What you will do:
Begin at the line containing "- Opt-in per" in the entries below and end at the line containing "- **Multimodal chats"; transcribe that range exactly and nothing outside it.

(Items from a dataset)

..............................

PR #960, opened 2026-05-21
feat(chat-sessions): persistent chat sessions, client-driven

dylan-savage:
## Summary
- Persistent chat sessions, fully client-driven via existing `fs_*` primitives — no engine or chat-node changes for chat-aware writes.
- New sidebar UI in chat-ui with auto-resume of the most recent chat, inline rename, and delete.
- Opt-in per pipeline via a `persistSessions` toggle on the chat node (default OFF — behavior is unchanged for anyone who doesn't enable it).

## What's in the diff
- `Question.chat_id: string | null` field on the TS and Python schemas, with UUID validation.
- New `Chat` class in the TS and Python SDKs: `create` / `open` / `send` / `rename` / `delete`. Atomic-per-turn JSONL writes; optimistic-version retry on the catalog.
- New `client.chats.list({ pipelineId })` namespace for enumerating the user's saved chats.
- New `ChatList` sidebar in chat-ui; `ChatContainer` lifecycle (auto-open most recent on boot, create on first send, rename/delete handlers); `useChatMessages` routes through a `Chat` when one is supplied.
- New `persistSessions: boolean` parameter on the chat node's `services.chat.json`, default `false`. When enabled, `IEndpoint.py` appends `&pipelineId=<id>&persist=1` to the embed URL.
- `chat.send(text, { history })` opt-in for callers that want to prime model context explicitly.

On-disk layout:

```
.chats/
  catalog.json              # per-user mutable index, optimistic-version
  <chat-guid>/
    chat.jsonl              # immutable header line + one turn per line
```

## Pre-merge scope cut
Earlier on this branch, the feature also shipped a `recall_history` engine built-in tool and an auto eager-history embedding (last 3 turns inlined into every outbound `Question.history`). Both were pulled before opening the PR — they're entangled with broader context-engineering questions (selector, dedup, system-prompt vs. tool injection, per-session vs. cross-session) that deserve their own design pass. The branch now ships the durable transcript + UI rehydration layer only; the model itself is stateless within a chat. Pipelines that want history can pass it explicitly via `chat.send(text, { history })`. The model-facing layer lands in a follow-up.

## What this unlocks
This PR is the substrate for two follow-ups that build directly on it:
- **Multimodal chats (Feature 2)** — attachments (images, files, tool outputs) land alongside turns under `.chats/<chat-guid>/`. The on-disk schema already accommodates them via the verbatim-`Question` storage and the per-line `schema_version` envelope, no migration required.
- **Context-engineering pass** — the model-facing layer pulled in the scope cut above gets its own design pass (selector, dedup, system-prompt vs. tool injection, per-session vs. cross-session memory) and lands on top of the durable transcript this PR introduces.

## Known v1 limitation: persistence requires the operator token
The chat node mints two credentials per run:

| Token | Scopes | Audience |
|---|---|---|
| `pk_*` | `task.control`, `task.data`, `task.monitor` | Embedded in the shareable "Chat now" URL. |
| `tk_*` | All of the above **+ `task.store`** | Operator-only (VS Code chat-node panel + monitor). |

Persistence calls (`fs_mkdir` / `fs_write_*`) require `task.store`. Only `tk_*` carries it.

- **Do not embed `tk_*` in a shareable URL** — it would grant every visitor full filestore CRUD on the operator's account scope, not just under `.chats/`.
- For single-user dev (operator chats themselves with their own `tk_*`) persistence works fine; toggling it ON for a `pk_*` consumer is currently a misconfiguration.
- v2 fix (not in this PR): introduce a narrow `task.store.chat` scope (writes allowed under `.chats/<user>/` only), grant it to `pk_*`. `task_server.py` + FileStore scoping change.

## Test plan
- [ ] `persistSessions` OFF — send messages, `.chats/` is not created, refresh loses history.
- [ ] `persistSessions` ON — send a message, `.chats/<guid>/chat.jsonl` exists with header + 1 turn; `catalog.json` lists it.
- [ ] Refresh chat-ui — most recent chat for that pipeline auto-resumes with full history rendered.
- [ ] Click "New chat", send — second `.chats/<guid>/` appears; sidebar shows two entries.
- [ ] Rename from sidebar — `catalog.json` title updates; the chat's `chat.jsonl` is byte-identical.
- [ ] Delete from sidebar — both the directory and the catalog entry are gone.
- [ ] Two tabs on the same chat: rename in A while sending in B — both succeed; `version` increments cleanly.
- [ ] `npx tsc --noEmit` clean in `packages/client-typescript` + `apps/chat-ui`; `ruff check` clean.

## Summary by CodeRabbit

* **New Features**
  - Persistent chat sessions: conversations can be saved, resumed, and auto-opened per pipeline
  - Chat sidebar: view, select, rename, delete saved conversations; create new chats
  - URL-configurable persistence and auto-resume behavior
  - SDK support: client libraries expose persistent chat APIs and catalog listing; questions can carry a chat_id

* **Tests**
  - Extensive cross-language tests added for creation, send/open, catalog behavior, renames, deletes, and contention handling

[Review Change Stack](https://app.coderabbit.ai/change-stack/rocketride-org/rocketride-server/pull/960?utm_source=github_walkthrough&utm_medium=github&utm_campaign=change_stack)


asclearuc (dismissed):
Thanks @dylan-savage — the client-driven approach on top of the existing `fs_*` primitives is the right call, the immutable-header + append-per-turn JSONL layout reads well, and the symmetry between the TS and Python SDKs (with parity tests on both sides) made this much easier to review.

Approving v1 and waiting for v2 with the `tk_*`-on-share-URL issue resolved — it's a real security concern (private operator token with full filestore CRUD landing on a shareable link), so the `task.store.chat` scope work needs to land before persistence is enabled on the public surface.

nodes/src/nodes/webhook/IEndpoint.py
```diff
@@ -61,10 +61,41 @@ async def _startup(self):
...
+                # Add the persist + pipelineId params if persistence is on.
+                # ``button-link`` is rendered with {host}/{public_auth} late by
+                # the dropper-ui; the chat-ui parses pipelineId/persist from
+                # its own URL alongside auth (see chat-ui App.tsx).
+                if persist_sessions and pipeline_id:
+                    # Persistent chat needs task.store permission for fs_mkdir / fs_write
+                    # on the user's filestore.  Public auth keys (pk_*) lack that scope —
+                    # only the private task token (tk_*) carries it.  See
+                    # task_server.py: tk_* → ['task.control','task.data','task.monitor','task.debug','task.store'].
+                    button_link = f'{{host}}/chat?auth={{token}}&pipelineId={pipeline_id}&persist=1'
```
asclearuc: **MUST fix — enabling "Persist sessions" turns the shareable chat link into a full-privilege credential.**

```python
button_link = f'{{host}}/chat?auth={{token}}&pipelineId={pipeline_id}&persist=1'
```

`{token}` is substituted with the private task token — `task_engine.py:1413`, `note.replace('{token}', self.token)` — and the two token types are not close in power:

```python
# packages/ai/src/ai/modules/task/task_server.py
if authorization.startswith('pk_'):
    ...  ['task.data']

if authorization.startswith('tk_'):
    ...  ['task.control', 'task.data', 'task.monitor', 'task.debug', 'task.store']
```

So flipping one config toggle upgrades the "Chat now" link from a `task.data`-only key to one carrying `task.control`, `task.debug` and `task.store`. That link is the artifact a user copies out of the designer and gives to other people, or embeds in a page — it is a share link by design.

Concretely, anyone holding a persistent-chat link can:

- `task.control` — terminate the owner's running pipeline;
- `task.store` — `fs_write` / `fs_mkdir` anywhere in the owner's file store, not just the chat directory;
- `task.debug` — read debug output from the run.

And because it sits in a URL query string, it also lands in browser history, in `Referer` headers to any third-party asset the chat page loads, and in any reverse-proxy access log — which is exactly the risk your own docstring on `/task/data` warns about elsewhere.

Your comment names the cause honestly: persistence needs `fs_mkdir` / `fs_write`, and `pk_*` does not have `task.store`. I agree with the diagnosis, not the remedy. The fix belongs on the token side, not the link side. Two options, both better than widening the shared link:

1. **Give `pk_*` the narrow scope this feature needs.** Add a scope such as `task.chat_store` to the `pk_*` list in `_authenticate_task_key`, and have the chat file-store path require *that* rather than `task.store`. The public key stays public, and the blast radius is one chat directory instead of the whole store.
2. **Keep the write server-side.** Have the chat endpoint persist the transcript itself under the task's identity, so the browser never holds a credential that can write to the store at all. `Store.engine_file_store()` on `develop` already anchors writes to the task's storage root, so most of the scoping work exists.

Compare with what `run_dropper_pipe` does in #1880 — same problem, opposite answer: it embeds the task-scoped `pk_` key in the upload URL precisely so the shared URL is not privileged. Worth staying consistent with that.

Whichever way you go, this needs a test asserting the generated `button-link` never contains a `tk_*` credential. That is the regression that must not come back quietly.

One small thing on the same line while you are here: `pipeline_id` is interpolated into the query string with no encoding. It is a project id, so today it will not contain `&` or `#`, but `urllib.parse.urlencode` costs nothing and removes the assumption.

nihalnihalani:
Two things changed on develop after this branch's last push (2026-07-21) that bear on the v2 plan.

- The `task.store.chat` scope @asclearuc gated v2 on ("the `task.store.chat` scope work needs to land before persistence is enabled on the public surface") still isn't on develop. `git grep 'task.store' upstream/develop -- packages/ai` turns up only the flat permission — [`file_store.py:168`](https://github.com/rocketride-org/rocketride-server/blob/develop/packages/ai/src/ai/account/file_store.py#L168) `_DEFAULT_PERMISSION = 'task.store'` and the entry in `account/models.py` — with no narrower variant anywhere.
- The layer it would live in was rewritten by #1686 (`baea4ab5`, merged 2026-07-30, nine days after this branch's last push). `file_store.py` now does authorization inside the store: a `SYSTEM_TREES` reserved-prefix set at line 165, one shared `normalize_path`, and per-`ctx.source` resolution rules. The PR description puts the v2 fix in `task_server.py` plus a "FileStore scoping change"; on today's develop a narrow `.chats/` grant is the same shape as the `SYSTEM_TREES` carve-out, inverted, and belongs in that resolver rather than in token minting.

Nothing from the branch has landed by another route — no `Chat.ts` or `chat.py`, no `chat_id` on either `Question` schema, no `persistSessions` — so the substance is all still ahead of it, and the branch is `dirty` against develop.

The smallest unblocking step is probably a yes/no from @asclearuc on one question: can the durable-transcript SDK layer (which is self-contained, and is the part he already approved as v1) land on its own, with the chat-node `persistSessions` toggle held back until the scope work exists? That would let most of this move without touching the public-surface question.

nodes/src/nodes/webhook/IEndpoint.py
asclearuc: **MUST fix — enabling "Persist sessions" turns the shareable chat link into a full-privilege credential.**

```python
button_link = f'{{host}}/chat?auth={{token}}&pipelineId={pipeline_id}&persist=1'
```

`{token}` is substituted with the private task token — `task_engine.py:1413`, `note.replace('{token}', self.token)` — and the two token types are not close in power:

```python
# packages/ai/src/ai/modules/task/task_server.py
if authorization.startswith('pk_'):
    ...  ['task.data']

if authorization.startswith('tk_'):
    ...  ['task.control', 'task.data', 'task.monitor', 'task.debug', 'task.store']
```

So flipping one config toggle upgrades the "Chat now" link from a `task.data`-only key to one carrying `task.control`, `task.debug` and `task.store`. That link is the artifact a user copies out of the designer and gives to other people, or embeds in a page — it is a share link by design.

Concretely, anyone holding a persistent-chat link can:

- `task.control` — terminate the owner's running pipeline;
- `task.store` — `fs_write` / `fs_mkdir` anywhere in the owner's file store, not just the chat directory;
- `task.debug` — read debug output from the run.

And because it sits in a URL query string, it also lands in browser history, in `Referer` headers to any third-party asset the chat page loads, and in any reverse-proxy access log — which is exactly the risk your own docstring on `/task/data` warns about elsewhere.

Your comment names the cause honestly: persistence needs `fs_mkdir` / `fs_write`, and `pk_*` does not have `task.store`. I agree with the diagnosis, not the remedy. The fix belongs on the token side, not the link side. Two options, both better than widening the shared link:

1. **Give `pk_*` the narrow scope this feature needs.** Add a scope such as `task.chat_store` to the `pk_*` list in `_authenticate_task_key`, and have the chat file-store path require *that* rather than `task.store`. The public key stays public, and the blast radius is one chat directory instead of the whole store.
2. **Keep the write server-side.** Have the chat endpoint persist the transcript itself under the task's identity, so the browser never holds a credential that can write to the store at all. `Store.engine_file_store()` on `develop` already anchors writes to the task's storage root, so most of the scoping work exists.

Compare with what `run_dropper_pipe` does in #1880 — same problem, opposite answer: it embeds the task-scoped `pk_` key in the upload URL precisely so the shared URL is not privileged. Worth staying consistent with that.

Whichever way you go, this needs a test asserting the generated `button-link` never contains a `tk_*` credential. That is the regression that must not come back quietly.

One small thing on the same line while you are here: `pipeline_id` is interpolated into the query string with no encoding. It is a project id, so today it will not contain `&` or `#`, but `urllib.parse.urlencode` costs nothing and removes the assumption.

..............................

Finished task:
- Opt-in per pipeline via a `persistSessions` toggle on the chat node (default OFF — behavior is unchanged for anyone who doesn't enable it).

## What's in the diff
- `Question.chat_id: string | null` field on the TS and Python schemas, with UUID validation.
- New `Chat` class in the TS and Python SDKs: `create` / `open` / `send` / `rename` / `delete`. Atomic-per-turn JSONL writes; optimistic-version retry on the catalog.
- New `client.chats.list({ pipelineId })` namespace for enumerating the user's saved chats.
- New `ChatList` sidebar in chat-ui; `ChatContainer` lifecycle (auto-open most recent on boot, create on first send, rename/delete handlers); `useChatMessages` routes through a `Chat` when one is supplied.
- New `persistSessions: boolean` parameter on the chat node's `services.chat.json`, default `false`. When enabled, `IEndpoint.py` appends `&pipelineId=<id>&persist=1` to the embed URL.
- `chat.send(text, { history })` opt-in for callers that want to prime model context explicitly.

On-disk layout:

```
.chats/
  catalog.json              # per-user mutable index, optimistic-version
  <chat-guid>/
    chat.jsonl              # immutable header line + one turn per line
```

## Pre-merge scope cut
Earlier on this branch, the feature also shipped a `recall_history` engine built-in tool and an auto eager-history embedding (last 3 turns inlined into every outbound `Question.history`). Both were pulled before opening the PR — they're entangled with broader context-engineering questions (selector, dedup, system-prompt vs. tool injection, per-session vs. cross-session) that deserve their own design pass. The branch now ships the durable transcript + UI rehydration layer only; the model itself is stateless within a chat. Pipelines that want history can pass it explicitly via `chat.send(text, { history })`. The model-facing layer lands in a follow-up.

## What this unlocks
This PR is the substrate for two follow-ups that build directly on it:
- **Multimodal chats (Feature 2)** — attachments (images, files, tool outputs) land alongside turns under `.chats/<chat-guid>/`. The on-disk schema already accommodates them via the verbatim-`Question` storage and the per-line `schema_version` envelope, no migration required.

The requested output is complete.